■ **About this exercise**: Return all of the records exactly.
-------------------------
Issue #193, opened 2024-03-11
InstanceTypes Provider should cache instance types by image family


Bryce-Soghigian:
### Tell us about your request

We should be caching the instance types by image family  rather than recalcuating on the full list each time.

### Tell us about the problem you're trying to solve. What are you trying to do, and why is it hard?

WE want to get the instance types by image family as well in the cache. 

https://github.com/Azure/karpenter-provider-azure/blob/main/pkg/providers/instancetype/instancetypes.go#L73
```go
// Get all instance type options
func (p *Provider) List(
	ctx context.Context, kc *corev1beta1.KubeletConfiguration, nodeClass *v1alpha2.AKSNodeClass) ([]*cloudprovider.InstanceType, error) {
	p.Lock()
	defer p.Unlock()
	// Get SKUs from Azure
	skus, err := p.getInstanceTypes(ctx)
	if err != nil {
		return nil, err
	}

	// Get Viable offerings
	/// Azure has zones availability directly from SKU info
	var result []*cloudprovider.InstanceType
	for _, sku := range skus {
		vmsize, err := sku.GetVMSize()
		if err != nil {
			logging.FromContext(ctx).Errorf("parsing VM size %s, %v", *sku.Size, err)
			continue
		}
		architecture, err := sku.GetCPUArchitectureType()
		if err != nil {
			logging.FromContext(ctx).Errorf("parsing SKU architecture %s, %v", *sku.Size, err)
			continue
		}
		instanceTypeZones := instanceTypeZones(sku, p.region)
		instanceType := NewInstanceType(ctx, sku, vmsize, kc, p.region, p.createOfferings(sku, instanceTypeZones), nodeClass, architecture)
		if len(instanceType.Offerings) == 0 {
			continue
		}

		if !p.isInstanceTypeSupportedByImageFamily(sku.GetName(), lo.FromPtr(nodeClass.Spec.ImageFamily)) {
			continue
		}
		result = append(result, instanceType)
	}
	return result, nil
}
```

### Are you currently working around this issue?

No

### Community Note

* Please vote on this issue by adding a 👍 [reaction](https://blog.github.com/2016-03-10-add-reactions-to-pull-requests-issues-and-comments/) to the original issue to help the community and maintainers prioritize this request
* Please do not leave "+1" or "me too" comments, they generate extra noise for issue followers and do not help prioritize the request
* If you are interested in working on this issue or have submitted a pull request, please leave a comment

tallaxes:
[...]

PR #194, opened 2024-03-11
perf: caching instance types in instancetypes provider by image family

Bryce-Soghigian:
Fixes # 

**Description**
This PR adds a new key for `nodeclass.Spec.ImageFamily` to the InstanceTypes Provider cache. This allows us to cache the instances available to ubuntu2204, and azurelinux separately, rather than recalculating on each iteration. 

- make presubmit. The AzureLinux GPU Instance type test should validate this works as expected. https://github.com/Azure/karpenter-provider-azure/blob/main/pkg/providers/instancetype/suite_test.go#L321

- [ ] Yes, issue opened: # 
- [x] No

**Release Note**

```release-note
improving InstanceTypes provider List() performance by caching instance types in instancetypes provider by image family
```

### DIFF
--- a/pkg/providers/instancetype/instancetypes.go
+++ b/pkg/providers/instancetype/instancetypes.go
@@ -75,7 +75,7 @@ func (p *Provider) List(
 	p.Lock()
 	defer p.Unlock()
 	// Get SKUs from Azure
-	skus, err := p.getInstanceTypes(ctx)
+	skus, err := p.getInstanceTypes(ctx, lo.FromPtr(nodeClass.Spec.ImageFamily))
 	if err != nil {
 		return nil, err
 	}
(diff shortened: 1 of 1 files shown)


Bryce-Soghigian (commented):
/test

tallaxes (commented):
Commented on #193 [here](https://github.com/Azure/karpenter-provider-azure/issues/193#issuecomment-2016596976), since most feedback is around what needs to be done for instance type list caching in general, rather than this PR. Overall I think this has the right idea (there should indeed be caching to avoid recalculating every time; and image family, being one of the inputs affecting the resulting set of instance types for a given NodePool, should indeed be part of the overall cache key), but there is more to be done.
-------------------------
■ **Answer to this problem**:
Issue #193, opened 2024-03-11
InstanceTypes Provider should cache instance types by image family


Bryce-Soghigian:
### Tell us about your request

We should be caching the instance types by image family  rather than recalcuating on the full list each time.

### Tell us about the problem you're trying to solve. What are you trying to do, and why is it hard?

WE want to get the instance types by image family as well in the cache. 

https://github.com/Azure/karpenter-provider-azure/blob/main/pkg/providers/instancetype/instancetypes.go#L73
```go
// Get all instance type options
func (p *Provider) List(
	ctx context.Context, kc *corev1beta1.KubeletConfiguration, nodeClass *v1alpha2.AKSNodeClass) ([]*cloudprovider.InstanceType, error) {
	p.Lock()
	defer p.Unlock()
	// Get SKUs from Azure
	skus, err := p.getInstanceTypes(ctx)
	if err != nil {
		return nil, err
	}

	// Get Viable offerings
	/// Azure has zones availability directly from SKU info
	var result []*cloudprovider.InstanceType
	for _, sku := range skus {
		vmsize, err := sku.GetVMSize()
		if err != nil {
			logging.FromContext(ctx).Errorf("parsing VM size %s, %v", *sku.Size, err)
			continue
		}
		architecture, err := sku.GetCPUArchitectureType()
		if err != nil {
			logging.FromContext(ctx).Errorf("parsing SKU architecture %s, %v", *sku.Size, err)
			continue
		}
		instanceTypeZones := instanceTypeZones(sku, p.region)
		instanceType := NewInstanceType(ctx, sku, vmsize, kc, p.region, p.createOfferings(sku, instanceTypeZones), nodeClass, architecture)
		if len(instanceType.Offerings) == 0 {
			continue
		}

		if !p.isInstanceTypeSupportedByImageFamily(sku.GetName(), lo.FromPtr(nodeClass.Spec.ImageFamily)) {
			continue
		}
		result = append(result, instanceType)
	}
	return result, nil
}
```

### Are you currently working around this issue?

No

### Community Note

* Please vote on this issue by adding a 👍 [reaction](https://blog.github.com/2016-03-10-add-reactions-to-pull-requests-issues-and-comments/) to the original issue to help the community and maintainers prioritize this request
* Please do not leave "+1" or "me too" comments, they generate extra noise for issue followers and do not help prioritize the request
* If you are interested in working on this issue or have submitted a pull request, please leave a comment

tallaxes:
[...]

PR #194, opened 2024-03-11
perf: caching instance types in instancetypes provider by image family

Bryce-Soghigian:
Fixes # 

**Description**
This PR adds a new key for `nodeclass.Spec.ImageFamily` to the InstanceTypes Provider cache. This allows us to cache the instances available to ubuntu2204, and azurelinux separately, rather than recalculating on each iteration. 

- make presubmit. The AzureLinux GPU Instance type test should validate this works as expected. https://github.com/Azure/karpenter-provider-azure/blob/main/pkg/providers/instancetype/suite_test.go#L321

- [ ] Yes, issue opened: # 
- [x] No

**Release Note**

```release-note
improving InstanceTypes provider List() performance by caching instance types in instancetypes provider by image family
```

### DIFF
--- a/pkg/providers/instancetype/instancetypes.go
+++ b/pkg/providers/instancetype/instancetypes.go
@@ -75,7 +75,7 @@ func (p *Provider) List(
 	p.Lock()
 	defer p.Unlock()
 	// Get SKUs from Azure
-	skus, err := p.getInstanceTypes(ctx)
+	skus, err := p.getInstanceTypes(ctx, lo.FromPtr(nodeClass.Spec.ImageFamily))
 	if err != nil {
 		return nil, err
 	}
(diff shortened: 1 of 1 files shown)


Bryce-Soghigian (commented):
/test

tallaxes (commented):
Commented on #193 [here](https://github.com/Azure/karpenter-provider-azure/issues/193#issuecomment-2016596976), since most feedback is around what needs to be done for instance type list caching in general, rather than this PR. Overall I think this has the right idea (there should indeed be caching to avoid recalculating every time; and image family, being one of the inputs affecting the resulting set of instance types for a given NodePool, should indeed be part of the overall cache key), but there is more to be done.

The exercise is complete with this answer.